Backblaze Sync with rclone

Besides a lot of music, various projects and above all the world of Cleo & You, I occasionally find the time to write a bit of code. It’s fun – and honestly, with the support of Claude Code or other tools like Codex, it keeps getting easier. But at the end of the day, whoever instructs Claude (or, as the saying goes, writes a prompt) still has to know exactly what they want to achieve and how clean software actually works.

Naturally, I host my data in the cloud as well. To keep things from getting too expensive – for example with AWS S3 or other providers – I went with Backblaze from the US. Together with the small tool Transmit on the Mac, syncing the data is easy.

While doing so, I ran into one thing: why on earth does Transmit upload the data at 3 KB per second – and sometimes only 15 or 20 KB per second? At that rate it would almost be faster to ship a hard drive to the US and tell them to please dump the data into my bucket. So I decided to do the whole thing with rclone.

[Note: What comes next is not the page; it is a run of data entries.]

Issue #46, opened 2018-03-02
Travis started to fail


qnighy:
Currently #44 ([build #929](https://travis-ci.org/gfngfn/SATySFi/builds/347738475)) and #45 ([build #930](https://travis-ci.org/gfngfn/SATySFi/builds/348081919)) fail (for seemingly the same reasons). As #44 is a trivial change, they must be spurious errors.

I couldn't figure out the exact cause. Seems to be related to `core_kernel`.

mt-caret:
I get the same error message as https://travis-ci.org/gfngfn/SATySFi/builds/348081919 while packaging SATySFi for Nix; I would love to know how to fix it.

Logs:
https://gist.github.com/mt-caret/26689bcc94a81274081ff3927fa1d9c5

I'm at 042a8aaf3b61785b8edac7d799067ad758ed2fd7 and I'm getting this error since 26aa766d49ddc297741d72ddb2ba8d40457cc61c so the error might be originating somewhere else...

qnighy:
I tried to bisect `dune` (formerly `jbuilder`) between `1.0+beta17` and `1.0+beta18` with the following test script:

```sh
opam reinstall -y jbuilder
opam reinstall -y core_kernel
```

Bisect reported ocaml/dune@9e4cc843704262b3cb563096ae7df128d0ea2bff as the first bad commit.

mt-caret:
I can confirm, https://github.com/gfngfn/SATySFi/pull/47 indeed fixes the error. Thank you!

An upstream bug, then?

qnighy:
Probably. I'm investigating further.

qnighy:
The bisect procedure above was wrong; now I pinned `jbuilder` and `satysfi` to local repos and bisected on `jbuilder` with the following script:

```sh
opam reinstall -y jbuilder
opam reinstall -y core_kernel
opam reinstall -y satysfi
```

Bisect reported ocaml/dune@b3838284c6f28aaa0afabf865ce126c20e2f3616 as the first bad commit.

mt-caret:
There's a PR that might be addressing the issue: https://github.com/ocaml/dune/issues/567

qnighy:
Confirmed locally that the current master (ocaml/dune@e4aac2da97c069a914c9fb6c06697b5a99145d17) does not cause the `Core_kernel__` problem. I think it is good to pin to `1.0+beta17` until `1.0+beta19` is released.

PR #65, opened 2018-03-15
Remove jbuilder pin as ocaml/dune#567 is resolved

qnighy:
This commit removes part of version pinnings introduced by bd737ab and f8189a8, because jbuilder 1.0+beta18.1 includes a fix of ocaml/dune#567. Part of #46.

### DIFF
--- a/.travis.yml
+++ b/.travis.yml
@@ -10,9 +10,6 @@ install:
   - bash -ex .travis-ocaml.sh
   - eval `opam config env`
   - opam update
-# Issue #46: we temporarily pin jbuilder to avoid problems in 1.0+beta18.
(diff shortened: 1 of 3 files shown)


sakas--:
@qnighy Does this commit allow us to unpin camlimages?

qnighy:
@sakas-- They're orthogonal. I've not confirmed whether we still need camlimages pin.

qnighy:
Note that camlspotter gracefully resolved the Graphics issue immediately after my report on Twitter. However, when I tried to unpin camlimages after that, a mysterious hash mismatch occured on Travis. Not sure about the current state of travis.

The background: when you upload lots of tiny files with a tool like Transmit, an API request has to be fired off every single time. Authenticate every time, then upload one mini file. rclone follows a different concept here – and that makes the implementation far more pleasant.

With Claude’s support – I call him Jean-Claude, by the way – a Bash script tailored to my requirements then tumbled out. Tested, and of course released under the lovely Apache 2.0 license. You can find the repo here on Codeberg:

https://codeberg.org/andywenk/b2-upload

Maybe one or two of you will find the little script useful.